Agneta Wrede (12 November 1674 – 23 July 1730) was a Swedish noble and landowner. She was a member of the Wrede family, and the Lillie family.

== Biography ==
Agneta Wrede was born on 12 November 1674, in Stockholm to Count Fabian Wrede and Brita Cruus. She was named for her maternal grandmother, Agneta Horn. She was the second child of the couple, and she had two brothers and a sister, all of her siblings would not live past 30.

In 1693, she married count Axel Johan Lillie, and had her daughter Hedvig Catharina De la Gardie with him in 1695.

After the early death of her husband in 1696, Wrede remained a widow for 34 years.

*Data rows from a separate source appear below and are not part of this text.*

PR #264, opened 2022-04-05
Switch from DynamoDB Provisioned Throughput to On-Demand

sureshc:
Each instance of Javabuilder, including development Stacks, is consuming about $2200/month in DynamoDB costs because we specify Provisioned read/write Throughput of 1000 units per table and there are 4 tables. Switch to [On-Demand mode](https://docs.aws.amazon.com/amazondynamodb/latest/developerguide/HowItWorks.ReadWriteCapacityMode.html#HowItWorks.OnDemand).

Once we get a better sense of usage patterns, we could switch back to Provisioned Mode, and use DynamoDB Autoscaling so we don't pay for unused provisioned capacity during low usage time periods, and purchased Reserved Capacity for our production instance for lower costs in a system that has high sustained usage.

### DIFF
--- a/template.yml.erb
+++ b/template.yml.erb
@@ -707,8 +707,6 @@ Resources:
   TOKEN_ID_ATTRIBUTE_NAME = 'token_id'
   ISSUED_AT_TIMESTAMP_ATTRIBUTE_NAME = 'issued_at'
   TIME_TO_LIVE_ATTRIBUTE_NAME = 'ttl'
-  READ_CAPACITY_PER_SECOND = 1000
-  WRITE_CAPACITY_PER_SECOND = 1000
 -%>
   BlockedUsersTable:
     Type: AWS::DynamoDB::Table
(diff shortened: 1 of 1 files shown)


bencodeorg:
Yikes.

molly-moen (approved):

bencodeorg (approved):
Welp, obviously had no idea what this setting meant cost-wise. Thanks for fixing. A couple questions:
- I haven't historically with cost impacts when making cloudformation updates. Any best practices about how to incorporate that into the process?
- Is it possible to do cloudwatch-style alerts for cost increases?

sureshc:
> * I haven't historically with cost impacts when making cloudformation updates. Any best practices about how to incorporate that into the process?
> * Is it possible to do cloudwatch-style alerts for cost increases?

No worries. There are possibly some automated tools/processes we can incorporate to estimate the cost of a change. For example, [there's an API](https://docs.aws.amazon.com/sdk-for-ruby/v3/api/Aws/CloudFormation/Client.html#estimate_template_cost-instance_method) to get the estimated monthly cost of a template.

A good manual practice, for now, is to get familiar with the pricing model for each service we're using. For most AWS services it typically simple and easy to keep in our heads as we're implementing a solution and thinking about tradeoffs between different technical designs.

bencodeorg:
Deployed this to my dev instance and ran a Playground project against it successfully. I see the updated setting on one of the DynamoDB tables (Capacity mode = "on demand")

sureshc:
Thank you for testing and deploying!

Her brothers, Carl Casper and Lars Wrede, both died young without issue while serving in the military, leaving Agneta as the steward of both families vast wealth and properties.

Wrede was a highly capable administrator, overseeing many estates including Lövstad Castle and Häringe Castle.

Wrede died in 1730 at Lövstad Castle after drinking water from Medevi. She is buried in the Lillie vault in Kimstad Church.

== Religion and philanthropy ==
Wrede was a regular attendee at Klara Church in Stockholm, where she funded the construction of the southern entrance and a stone staircase in 1726. These features still bear the carved coats of arms and initials of the Wrede and Lillie families.

In 1699, Wrede applied for jus patronatus - the right to appoint the vicar of the parish for Kimstad Church, the parish church for Lövstad. In 1700, the pastor of Kimstad Parish submitted a formal complaint to the Cathedral chapter (domkapitlet), regarding the then 26-year old Countess. The complaint stated that Wrede demanded private household sermons on her estate, as well as the performance of baptisms and weddings outside the parish church. Furthermore, she insisted that the Sunday congregation delay the start of services until she had arrived at church. The pastor argued these demands exceeded church laws.

She managed the Wrede Bursaries at Uppsala University, which were 10,000 silver coins which were donated to the school by her mother. She also built and maintained hospitals.

== Legacy ==
Wrede is credited with restoring the De la Gardie family's prestige. By marrying her daughter, Hedvig Catharina Lillie, to Count Magnus Julius De la Gardie, she enriched a family that had been financially ruined by her father, Fabian Wrede during the Great Reduction.